Stored data:

____

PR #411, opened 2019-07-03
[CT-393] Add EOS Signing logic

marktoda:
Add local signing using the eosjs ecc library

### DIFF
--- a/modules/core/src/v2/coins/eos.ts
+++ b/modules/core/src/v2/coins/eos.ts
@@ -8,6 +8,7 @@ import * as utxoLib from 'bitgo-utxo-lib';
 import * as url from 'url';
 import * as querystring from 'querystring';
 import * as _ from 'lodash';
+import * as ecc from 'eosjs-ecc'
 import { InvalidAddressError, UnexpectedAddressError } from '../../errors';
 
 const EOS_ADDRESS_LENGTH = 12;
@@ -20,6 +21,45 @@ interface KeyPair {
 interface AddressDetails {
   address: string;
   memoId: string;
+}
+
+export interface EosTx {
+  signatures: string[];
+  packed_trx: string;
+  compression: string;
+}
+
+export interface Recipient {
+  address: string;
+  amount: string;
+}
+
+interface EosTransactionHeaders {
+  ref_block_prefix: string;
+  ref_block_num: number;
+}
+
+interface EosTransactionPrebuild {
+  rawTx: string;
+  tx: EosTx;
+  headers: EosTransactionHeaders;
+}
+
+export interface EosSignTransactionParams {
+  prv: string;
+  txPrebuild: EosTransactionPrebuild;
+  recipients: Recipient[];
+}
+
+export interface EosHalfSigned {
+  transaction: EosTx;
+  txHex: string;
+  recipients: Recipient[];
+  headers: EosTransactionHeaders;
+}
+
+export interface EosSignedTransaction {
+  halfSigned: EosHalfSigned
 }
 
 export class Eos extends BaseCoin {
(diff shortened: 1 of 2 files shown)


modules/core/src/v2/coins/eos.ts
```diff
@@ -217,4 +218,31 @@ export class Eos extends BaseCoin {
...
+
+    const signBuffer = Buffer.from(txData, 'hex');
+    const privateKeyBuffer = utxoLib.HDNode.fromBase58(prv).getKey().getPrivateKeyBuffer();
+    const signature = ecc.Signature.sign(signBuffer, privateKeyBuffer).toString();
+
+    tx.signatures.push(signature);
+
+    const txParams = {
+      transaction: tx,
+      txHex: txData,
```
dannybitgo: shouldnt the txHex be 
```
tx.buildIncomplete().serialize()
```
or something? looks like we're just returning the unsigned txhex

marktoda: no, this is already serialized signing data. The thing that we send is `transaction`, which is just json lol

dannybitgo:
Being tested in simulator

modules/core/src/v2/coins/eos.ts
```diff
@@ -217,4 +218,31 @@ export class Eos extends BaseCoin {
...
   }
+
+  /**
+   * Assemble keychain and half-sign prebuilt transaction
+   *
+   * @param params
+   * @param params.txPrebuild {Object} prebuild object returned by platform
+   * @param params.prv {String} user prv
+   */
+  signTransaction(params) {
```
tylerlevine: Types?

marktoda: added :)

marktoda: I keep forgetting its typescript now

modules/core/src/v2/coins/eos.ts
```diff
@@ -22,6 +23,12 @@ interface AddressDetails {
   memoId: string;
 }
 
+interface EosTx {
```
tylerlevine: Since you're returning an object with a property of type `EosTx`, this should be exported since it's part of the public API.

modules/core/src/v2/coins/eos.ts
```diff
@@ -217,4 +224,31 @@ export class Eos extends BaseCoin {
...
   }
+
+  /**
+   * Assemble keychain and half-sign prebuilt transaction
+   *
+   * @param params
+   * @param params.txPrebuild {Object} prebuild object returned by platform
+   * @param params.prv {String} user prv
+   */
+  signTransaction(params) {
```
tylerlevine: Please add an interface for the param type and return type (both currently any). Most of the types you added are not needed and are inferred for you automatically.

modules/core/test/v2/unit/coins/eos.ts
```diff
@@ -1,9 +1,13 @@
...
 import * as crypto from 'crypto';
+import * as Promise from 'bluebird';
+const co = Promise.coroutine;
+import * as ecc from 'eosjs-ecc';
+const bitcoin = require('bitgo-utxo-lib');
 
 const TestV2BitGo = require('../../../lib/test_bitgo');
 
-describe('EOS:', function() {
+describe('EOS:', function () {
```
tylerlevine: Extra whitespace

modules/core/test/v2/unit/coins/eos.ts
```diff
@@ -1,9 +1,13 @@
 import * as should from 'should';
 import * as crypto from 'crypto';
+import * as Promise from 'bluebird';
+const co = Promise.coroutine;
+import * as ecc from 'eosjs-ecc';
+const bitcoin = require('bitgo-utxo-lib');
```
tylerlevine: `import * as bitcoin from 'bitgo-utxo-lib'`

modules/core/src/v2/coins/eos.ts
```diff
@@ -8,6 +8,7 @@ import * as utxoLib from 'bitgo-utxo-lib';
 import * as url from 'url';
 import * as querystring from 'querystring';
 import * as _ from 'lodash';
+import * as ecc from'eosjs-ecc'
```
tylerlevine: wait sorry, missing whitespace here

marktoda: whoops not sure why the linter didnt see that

____

Work to complete: Show every line in the entries above that contains the string "class".

The answer:
 export class Eos extends BaseCoin {
@@ -217,4 +218,31 @@ export class Eos extends BaseCoin {
@@ -217,4 +218,31 @@ export class Eos extends BaseCoin {
@@ -217,4 +224,31 @@ export class Eos extends BaseCoin {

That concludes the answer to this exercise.